Even if the hospitalist does call the primary care doctor, he or she might not mention a pending test. The hospitalist might think it’s more important to focus on the most relevant issues in a brief call. There are also reasons why pending tests might not be documented in a discharge summary, Were points out. For example, multiple consultants order tests at different stages during a hospitalization. To find out which were pending, the hospitalist might have to pull information from several different hospital systems. Of course, that would not be the case in a hospital with a computerized physician order entry system—but only about 15 percent of hospitals have CPOE.

Even if hospitalists are aware of all pending tests, Were notes, they must distinguish between which are important enough to include in a discharge summary. Outpatient physicians will be annoyed if they are prompted to follow up unnecessarily on tests such as kidney function or CBC tests if the results had been normal throughout a patient’s hospitalization.

Another major issue is confusion over who has responsibility for following up on pending tests in the hospital, Were notes. Even if a primary-care physician knows about a pending test, he or she may feel that the inpatient physician should follow up. Hospitalists, on the other hand, may believe that, after a patient is discharged, the outpatient physician is responsible for all aspects of that patient’s care. But if a pending test is not documented, Were believes, it should be the responsibility of the hospitalist to follow up on it.
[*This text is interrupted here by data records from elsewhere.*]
PR #376, opened 2021-07-26
Fix typo in rivertile doc/manual

paemuri:
Basically, renames the duplicated `main-count` to the correct `main-ratio`, according to the command's description.


ifreund (approved):
Thanks!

Blogger Kevin Pho observes, “Some hospitals have post-discharge clinics where hospitalists do the follow-up themselves, but that’s not commonplace. We clearly have a ways to go in bridging the communication gap between hospitalist and outpatient physician.”

This is an area that deserves much more attention, especially given the shockingly high readmission rate of Medicare patients. Part of the solution is to give hospitalists better tools and incentives for communicating all key inpatient data to primary care physicians, whether on the phone or in the discharge summary. In addition, as we build electronic health record systems in hospitals and physician offices, national health IT policy should prioritize the creation of electronic connectivity between inpatient and outpatient care settings.